- What you have to do -
Each entry below should be retyped exactly as given.

The data: Begin

PR #214, opened 2023-02-23
Add chunk_key_encoding array metadata field

### LINKED ISSUE #172: Chunk key encoding
There are a few issues with the encoding of chunk (and shard) keys that I'd like to raise.

With the current v3 spec, a chunk at position `(x, y, z)` is encoded as `cx/y/z` by default.  The same naming convention is also used for shards under the sharding extension.

The only customization currently supported is via the `chunk_grid/separator` metadata value.  The current specification doesn't describe any requirements on that field; it just provides a few examples.

At the very least, we should properly specify that field, and should constrain it to either "/" or "." as in the zarr v2 specificatio. 
 As discussed in the context of the zarr v2 `dimension_separator` field, allowing arbitrary separators can lead to ambiguities and there aren't any known use cases.

However, there are a few other issues with this encoding:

The data: End

- Expected answer -
PR #214, opened 2023-02-23
Add chunk_key_encoding array metadata field

### LINKED ISSUE #172: Chunk key encoding
There are a few issues with the encoding of chunk (and shard) keys that I'd like to raise.

With the current v3 spec, a chunk at position `(x, y, z)` is encoded as `cx/y/z` by default.  The same naming convention is also used for shards under the sharding extension.

The only customization currently supported is via the `chunk_grid/separator` metadata value.  The current specification doesn't describe any requirements on that field; it just provides a few examples.

At the very least, we should properly specify that field, and should constrain it to either "/" or "." as in the zarr v2 specificatio. 
 As discussed in the context of the zarr v2 `dimension_separator` field, allowing arbitrary separators can lead to ambiguities and there aren't any known use cases.

However, there are a few other issues with this encoding:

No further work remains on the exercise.